[What is being asked] Please copy out the entries until you have copied the line that contains "Fix by guarding", beginning with the first line.

Segment Start: Supplied records

PR #189, opened 2026-02-19
fix: avoid NaN when standardizing fields with zero std #136 

### LINKED ISSUE #136: State standardization causes `NaN` if field's std is 0.
In the case state values are all the same and the standard deviation is 0, the standardization returns a `NaN` field, due to division by zero. While this does not cause an immediate error, the predictions are as a consequence all `NaN`.

Honestly, this case will probably rarely happen for normal runs, but for test runs this is not unlikely, e.g. rain rates might be all 0 if a time-period without rain has been chosen.

**Relevant code section:**
https://github.com/mllam/neural-lam/blob/ada9c1644beb56de832127cba46971b1be1bdd98/neural_lam/weather_dataset.py#L399-L414

One can deactivate the standardization, but that would currently affects all input features.

Shall we maybe do the standardization only if `da_state_std`/`da_forcing_std` is not 0?

varunsiravuri:
Closes #136

## Describe your changes

When all values of a state or forcing field are identical (e.g. rain
rates that are 0 throughout a dry period), the standard deviation is 0.
The current standardization code divides by `da_state_std` /
`da_forcing_std` unconditionally, producing `NaN` values via
division-by-zero. All subsequent predictions are then `NaN`.

Fix by guarding both the state and forcing standardization with
`xr.where(std > 0, (x - mean) / std, 0.0)` inside
`WeatherDataset._build_item_dataarrays`.

When `std == 0` the field is constant, so subtracting the mean already
yields `0` — we preserve that `0` instead of producing `NaN`.

No new dependencies are required; `xarray` is already imported.

## Issue Link

Closes #136

## Type of change

## Checklist for reviewers

- [x] the code is readable
- [x] the code is well tested

## Checklist for assignee

- [x] the tests pass

cc @joeloskarsson @observingClouds — this addresses the bug you reported in #136.

### DIFF
--- a/CHANGELOG.md
+++ b/CHANGELOG.md
@@ -7,6 +7,25 @@ and this project adheres to [Semantic Versioning](https://semver.org/spec/v2.0.0
 
 ## [unreleased](https://github.com/mllam/neural-lam/compare/v0.5.0...HEAD)
 
+### Fixed
+
+- Avoid NaN when standardizing fields with zero std [#189](https://github.com/mllam/neural-lam/pull/189) @varunsiravuri
+
+- Fix README image paths to use absolute GitHub URLs so images display correctly on PyPI [\#188](https://github.com/mllam/neural-lam/pull/188) @bk-simon
+
+- Fix typo in `ar_model.py` that causes `AttributeError` during evaluation [\#204](https://github.com/mllam/neural-lam/pull/204) @ritinikhil
+
+- Changed the hardcoded True to a conditional check "persistent_workers=self.num_workers > 0" [\#235](https://github.com/mllam/neural-lam/pull/235) @santhil-cyber
+
+- `fractional_plot_bundle` now correctly multiplies by fraction instead of dividing [
+\#222](https://github.com/mllam/neural-lam/pull/222) @santhil-cyber
+
+- Fix Slack domain link [\#288](https://github.com/mllam/neural-lam/pull/288) @sadamov
+
+### Fixed
+
+- Infer spatial coordinate names for MDPDatastore (rather than assuming names `x` and `y`), allows for e.g. lat/lon regular grids [\#169](https://github.com/mllam/neural-lam/pull/169) @leifdenby
+
 ### Maintenance
 
 - Update PR template to clarify milestone/roadmap requirement and maintenance changes [\#186](https://github.com/mllam/neural-lam/pull/186) @joeloskarsson
@@ -18,10 +37,6 @@ and this project adheres to [Semantic Versioning](https://semver.org/spec/v2.0.0
 - Update CI/CD to use only uv for full test suite and drop pdm [\#178](https://github.com/mllam/neural-lam/pull/178) @observingClouds
 
 - Fix caching of MEPS example data in CI/CD [\#181](https://github.com/mllam/neural-lam/pull/181) @observingClouds
-
-### Fixed
-
-- Avoid NaN when standardizing fields with zero std by clamping to machine epsilon [\#189](https://github.com/mllam/neural-lam/pull/189) @varunsiravuri
 
 ## [v0.5.0](https://github.com/mllam/neural-lam/releases/tag/v0.5.0)
 


varunsiravuri:
Test added in the latest commit that reproduces the original bug (naive division producing NaN) and confirms the fix (xr.where guard returning 0.0). Test passes locally.

joeloskarsson:
Hi! Some of the checklists from the PR template seems to be missing, could you add these back?

varunsiravuri:
Thanks for the review! I've added back the missing checklist sections. Also noting that the CHANGELOG entry was already added in the second commit — it's under `### Fixes` in the `[unreleased]` section.

AswaniSahoo:
Thanks for the fix @varunsiravuri! I've been looking into this issue as well, having worked on weather data normalization in my own ERA5 pipeline ([weather-transformer-scratch](https://github.com/AswaniSahoo/weather-transformer-scratch)), I ran into the same zero-std edge case with constant fields.

A few observations after reviewing the code:

1. The `xr.where` approach looks solid, setting the standardized value to `0.0` when `std == 0` makes physical sense since a constant field carries no information after mean subtraction.
2. One thing to consider: should the same guard also be applied in `datastore/base.py` → `_standardize_datarray()` (line ~213)? That helper also does `(da - mean) / std` and could hit the same issue depending on how it's called by different datastore backends.
3. A `loguru.logger.warning()` when zero-std is detected might help users debug unexpected behavior e.g., "State feature 'X' has std=0, setting standardized values to 0.0".


Happy to test this locally and report back. Great work on the fix! 👍

shauryam2807:
Hi @varunsiravuri, I tested this locally and the fix works as expected — no more NaN values when a field has zero variance. 👍

I had independently worked on a similar fix in #201 using a slightly different approach (`xr.where(std == 0, 1.0, std)` to replace the denominator, rather than wrapping the full expression). Both are mathematically equivalent since `(x - mean)` is guaranteed to be `0` when `std == 0`, but I think your approach of directly outputting `0.0` is arguably cleaner since it makes the intent more explicit.

One small note: the inline comment explaining *why* setting the result to `0.0` is correct (i.e., constant field → zero after mean subtraction) is very helpful for future contributors. Nice work!

sadamov:
Hi :wave: , thanks for spotting this edge case and for the discussion.
-> @varunsiravuri your current implementation breaks most dataset and plotting tests, please run `pytest` locally and fix these issues. Some tests might need to be updated with the same xr.where safeguard for 0 Std.

>One thing to consider: should the same guard also be applied in datastore/base.py → _standardize_datarray() (line ~213)? 

Yes, I agree

>A loguru.logger.warning() when zero-std is detected might help users debug unexpected behavior e.g., "State feature 'X' has std=0, setting standardized values to 0.0".

Sounds good!

- Replace std > 0 with std > 1e-8 to also catch near-constant fields. I think we should also catch numerical instabilities in our safeguard

Since this can be considered a bugfix we can merge this is as soon as its ready. I have assigned @varunsiravuri who opened the PR now. But it's of course great that multiple people are involved in the discussion. Thank you :pray:

varunsiravuri:
Hi @sadamov, I ran the full test suite on this branch. The `test_dataset_item_shapes` failures exist on `main` as well (pre-existing — confirmed by running `git stash` to remove my changes and re-running the tests). So those are unrelated to this PR.

I'm now working on:
1. Applying the same `xr.where(std > 1e-8, ...)` guard to `datastore/base.py` → `_standardize_datarray()`
2. Changing `std > 0` to `std > 1e-8` everywhere
3. Adding a `loguru.logger.warning()` when near-zero std is detected

Will push the updated commit shortly.

varunsiravuri:
Done! Pushed the updated commit (35dd533). 
changes are :

1.(std > 1e-8) everywhere-replaced `std > 0` with `std > 1e-8` in `weather_dataset.py` to also catch near-constant fields with numerical instabilities
2. datastore/base.py - applied the same `xr.where(std > 1e-8, ...)` guard to `_standardize_datarray()`, plus `.transpose(*da.dims)` to preserve dimension order
3. loguru warning — added `logger.warning()` in `weather_dataset.py` when any state or forcing feature has near-zero std

All 61 relevant tests pass locally.

sadamov:
@varunsiravuri thanks for the update.
- Could you please add the comment back about the forcing feature location (last dim), which holds still true and should be adressed in another PR
- There are a total of 111 tests and many of them still fail. I have a strong suspicion that there are two main issues with your implementation:
**Bug 1**: xr.where can silently reorder output dimensions, causing shape mismatches downstream; fixed by applying `.where(std > 1e-8, other=1.0)` on the 1-D std array alone, similar to @shauryam2807 logic above.
**Bug 2**: .item() is not supported on dask-backed arrays (used by the mdp/zarr datastore) and raises NotImplementedError; -> suggested fix: `if bool((self.da_state_std <= 1e-8).any()):`

@leifdenby do you agree with my suggested approach here that whenever we introduce new logging, we do it with loguru? Even if the script is using `import warnings` already?

varunsiravuri:
Hey @sadamov, I've addressed all three points from your review:

1. Restored the comment about forcing feature dimension assumption in _build_item_dataarrays
2. Fixed the (xr.where) dimension reordering bug by applying the threshold on the 1-D "std" array first  (std.where(std > 1e-8, other=1.0))rather than on the full multi-dimensional array — same approach used in "base.py".
3. Replaced .item() with bool(...) to support dask-backed arrays

All 113 tests pass locally including the full `test_datasets.py` suite.

sadamov:
@varunsiravuri please comment in #136 so that I can assign the issue to you

leifdenby:
> @leifdenby do you agree with my suggested approach here that whenever we introduce new logging, we do it with loguru? Even if the script is using `import warnings` already?

Yes, good idea 👍

varunsiravuri:
I’ve pushed the latest changes addressing all review points and updated the logging to use loguru for new messages. Please let me know if anything else would be helpful to adjust.

sadamov:
@varunsiravuri I fixed the CHANGELOG, please link the PR and not the Issue. And don't forget to add your **name** :wink:, next time.

@joeloskarsson I categorized this as a bugfix, but I think NaN-handling is always something that should be discussed. Could you please go over the implementation here that should prevent NaNs during standardization.

varunsiravuri:
Thanks @sadamov  Noted , will link the PR and include my name in the CHANGELOG from next time.

neural_lam/weather_dataset.py
```diff
@@ -398,21 +399,41 @@ def _build_item_dataarrays(self, idx):
...
+            if self.da_forcing_std is not None and bool(
+                (self.da_forcing_std <= 1e-8).any()
+            ):
+                logger.warning(
+                    "Some forcing features have near-zero std (<=1e-8) "
+                    "and will be set to 0.0 after standardization."
+                )
+            state_std_safe = self.da_state_std.where(
+                self.da_state_std > 1e-8, other=1.0
+            )
```
joeloskarsson: Now this code runs for each loaded sample. I think we should be very careful with what computations we do per-sample. So in particular:
1. It seems excessive to warn about this for each sample.
2. While these computations are light, it is still a check of all values in an array, so brings some overhead. Since neither `self.da_state_std` nor `self.da_forcing_std` change during runtime it should be sufficient to check this on dataset initialization.

neural_lam/weather_dataset.py
```diff
@@ -398,21 +399,41 @@ def _build_item_dataarrays(self, idx):
...
+                )
+            if self.da_forcing_std is not None and bool(
+                (self.da_forcing_std <= 1e-8).any()
+            ):
+                logger.warning(
+                    "Some forcing features have near-zero std (<=1e-8) "
+                    "and will be set to 0.0 after standardization."
+                )
+            state_std_safe = self.da_state_std.where(
+                self.da_state_std > 1e-8, other=1.0
```
joeloskarsson: Is there a specific motivation for 1e-8 here? I am a little bit scared that this might end up causing strange behavior for fields that just have a very small magnitude. In particular, would it not make more sense to clamp the standard deviation to a value (i.e. `other=1e-8` here), rather than having it "jump" to 1 once the standard deviation becomes too small. If we are really just trying to catch completely static fields than it seems like we should check for exactly 0 or <= machine epsilon. Happy to discuss these thoughts.

varunsiravuri: The motivation for 1e-8 was to also catch near-zero std fields caused by numerical precision issues, not just exactly-zero ones. That said, your point makes sense using other=1.0 does cause an unintended "jump" in behaviour for fields that are legitimately small in magnitude. Clamping with other=1e-8 is cleaner and more consistent. I'll update both base.py and weather_dataset.py to use other=1e-8. I'm also open to switching to <= machine epsilon if that's the preferred approach , happy to go with whatever you think fits best here!

joeloskarsson: Since @observingClouds encountered the original issue maybe you have some idea what would be best

neural_lam/weather_dataset.py
varunsiravuri: That's a valid point , since da_state_std and da_forcing_std don't change during runtime, there's no need to check them per sample. I'll move both the warning and the std_safe computation to __init__() so they only run once at dataset initialization.

neural_lam/weather_dataset.py
observingClouds: Nice discussion. My initial issue would be fixed with a simple check for exact `0` values, but I can see that including a machine epsilon would be a nice addition. Using 1e-8 could maybe indeed cause an issue for e.g. atmospheric trace gas concentrations, or in case of very local limited area models, where some forcing feels might vary very little.

varunsiravuri: Thanks for the context @observingClouds! That's a really useful point fields like atmospheric trace gas concentrations or subtle forcing variations in local area models could legitimately have std well below 1e-8, so using a fixed threshold there could incorrectly suppress real signal.
Given this, I think the safest approach is to keep the threshold at or below machine epsilon (np.finfo(float).eps ≈ 2.2e-16) rather than 1e-8.This would only catch fields that are numerically indistinguishable from zero, and avoid false positives on physically small but meaningful fields.

An alternative would be to make the threshold configurable (e.g., a zero_std_threshold parameter on the dataset), defaulting to machine epsilon, so users working with trace gas data can explicitly tune it for their use case.
@observingClouds @joeloskarsson @sadamov happy to go with whichever direction you prefer. Should I update the PR to use np.finfo(float).eps as the threshold?

observingClouds: I think we do not need a configurable threshold for now. The machine epsilon should be good enough. We should just make sure that we use the correct epsilon depending on the dtype.

neural_lam/weather_dataset.py
sadamov: yes, sorry I missed that after we switched to the fast 1D approach. but of course no need to recalculate this!

neural_lam/weather_dataset.py
sadamov: the `1e-8` was a rather arbitrary choice I think I have seen in single precision NWP-models. But the machine epsilon is the way to go here. If you could implement something along these lines @varunsiravuri that would be lovely:
`return (da - mean) / std.where(std > np.finfo(std.dtype).eps, other=np.finfo(std.dtype).eps)`

varunsiravuri: now using np.finfo(std.dtype).eps as the threshold and clamping with other=np.finfo(std.dtype).eps, making it dtype-aware. Thanks to everyone for the discussion!

neural_lam/weather_dataset.py
varunsiravuri: Done, moved both the warning and std_safe computation to __init__() they now only run once at dataset initialization.

CHANGELOG.md
```diff
@@ -9,16 +9,9 @@ and this project adheres to [Semantic Versioning](https://semver.org/spec/v2.0.0
...
-- Fix typo in `ar_model.py` that causes `AttributeError` during evaluation [\#204](https://github.com/mllam/neural-lam/pull/204) @ritinikhil
-
-- Changed the hardcoded True to a conditional check "persistent_workers=self.num_workers > 0" [\#235](https://github.com/mllam/neural-lam/pull/235) @santhil-cyber
-
-- `fractional_plot_bundle` now correctly multiplies by fraction instead of dividing [
-\#222](https://github.com/mllam/neural-lam/pull/222) @santhil-cyber
+### Fixed
 
-- Fix Slack domain link [\#288](https://github.com/mllam/neural-lam/pull/288) @sadamov
+- Avoid NaN when standardizing fields with zero std by clamping std to machine epsilon ([#189](https://github.com/mllam/neural-lam/pull/189)) @varunsiravuri
```
sadamov: make sure to keep all the latest changelogs from main branch

sadamov (changes requested):
this looks ready, except for the removed changelogs. please add those back and then we are good to merge.

CHANGELOG.md
varunsiravuri: Done! Synced the CHANGELOG with all the latest entries from main.

sadamov (changes requested):
In the changelog you are not supposed to change the existing entries but only add your new one. It looks like an agent took too many liberties here

neural_lam/datastore/base.py
```diff
@@ -213,7 +213,11 @@ def _standardize_datarray(
         mean = standard_da[f"{category}_mean"]
         std = standard_da[f"{category}_std"]
 
-        return (da - mean) / std
+        # Clamp std to machine epsilon (dtype-aware) to avoid NaN from
+        # division-by-zero for constant fields, without affecting fields
+        # with small but meaningful variance.
```
observingClouds: Comment not needed, definitely not in this detail. One can always do git blame if things are unclear.

neural_lam/weather_dataset.py
```diff
@@ -115,6 +116,31 @@ def __init__(
                 self.da_forcing_mean = self.ds_forcing_stats.forcing_mean
                 self.da_forcing_std = self.ds_forcing_stats.forcing_std
 
+            # Compute std_safe ONCE at init std arrays never
+            # change during runtime
```
observingClouds: This comment is unclear.

neural_lam/weather_dataset.py
```diff
@@ -115,6 +116,31 @@ def __init__(
...
+            if self.da_forcing_std is not None:
+                forcing_eps = np.finfo(self.da_forcing_std.dtype).eps
+                if bool((self.da_forcing_std <= forcing_eps).any()):
+                    logger.warning(
+                        "Some forcing features have near-zero std and will be "
+                        "standardized using machine epsilon to avoid NaN."
+                    )
+                self.forcing_std_safe = self.da_forcing_std.where(
+                    self.da_forcing_std > forcing_eps, other=forcing_eps
+                )
```
observingClouds: This is a lot of shared code between forcing and state. Please move to a function. This will also automatically lead to clearer code and the comment won't be needed as the code documents itself.

tests/test_datasets.py
observingClouds, line 1: Thanks for implementing a test. As I see this test is independent of the actual code base so it is not ensured that the fix within the core neural-lam is actually effective. Please adjust.

varunsiravuri:
Hi @observingClouds and @sadamov, I've addressed all the review feedback. Here's a summary of what was changed:
@observingClouds:

Removed the verbose comment in datastore/base.py

Removed the unclear std_safe comment in weather_dataset.py

Extracted a _compute_std_safe() helper method to eliminate the duplicated state/forcing logic

Rewrote the regression test in test_datasets.py to directly exercise WeatherDataset._compute_std_safe() from the actual codebase

@sadamov:

Reset the CHANGELOG.md to only add the new ### Fixed entry under [unreleased] with a link to this PR , no existing entries were modified

Please let me know if anything needs further adjustment. Thanks for the thorough review!

neural_lam/weather_dataset.py
```diff
@@ -115,6 +116,26 @@ def __init__(
...
+            )
+
+            if self.da_forcing_std is not None:
+                self.forcing_std_safe = self._compute_std_safe(
+                    self.da_forcing_std, "forcing"
+                )
+            else:
+                self.forcing_std_safe = None
+
+    def _compute_std_safe(self, std_da, label: str):
```
observingClouds: Can we rename the `label` attribute to `feature` to better reflect what it is?
```suggestion
    def _compute_std_safe(self, std_da, feature: str):
```

Could you also please add the type annotation for std_da, I'm not sure right now if it is e.g. `xr.DataArray` or if it can be (also) something else. Please check and then rename to e.g. `std` as the type will then already tell us what it is.

sadamov:
@varunsiravuri thanks for the improvements! code is looking good. you are however still removing 17 lines from the changelog. Make sure to use the latest version of the changelog from the main branch before adding yours.

varunsiravuri:
sorry my bad @sadamov , just added mine to the main changelog!

sadamov (approved):
LGTM

observingClouds:
Handing over to you @sadamov as assignee

varunsiravuri:
> LGTM too! Thanks @varunsiravuri to keep working on it 🚀

thank you @observingClouds and @sadamov  would love to contribute more !

sadamov:
@varunsiravuri great work, thanks for this contribution and happy to have you here! merging now...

Segment End: Supplied records

[Exercise solution]
PR #189, opened 2026-02-19
fix: avoid NaN when standardizing fields with zero std #136 

### LINKED ISSUE #136: State standardization causes `NaN` if field's std is 0.
In the case state values are all the same and the standard deviation is 0, the standardization returns a `NaN` field, due to division by zero. While this does not cause an immediate error, the predictions are as a consequence all `NaN`.

Honestly, this case will probably rarely happen for normal runs, but for test runs this is not unlikely, e.g. rain rates might be all 0 if a time-period without rain has been chosen.

**Relevant code section:**
https://github.com/mllam/neural-lam/blob/ada9c1644beb56de832127cba46971b1be1bdd98/neural_lam/weather_dataset.py#L399-L414

One can deactivate the standardization, but that would currently affects all input features.

Shall we maybe do the standardization only if `da_state_std`/`da_forcing_std` is not 0?

varunsiravuri:
Closes #136

## Describe your changes

When all values of a state or forcing field are identical (e.g. rain
rates that are 0 throughout a dry period), the standard deviation is 0.
The current standardization code divides by `da_state_std` /
`da_forcing_std` unconditionally, producing `NaN` values via
division-by-zero. All subsequent predictions are then `NaN`.

Fix by guarding both the state and forcing standardization with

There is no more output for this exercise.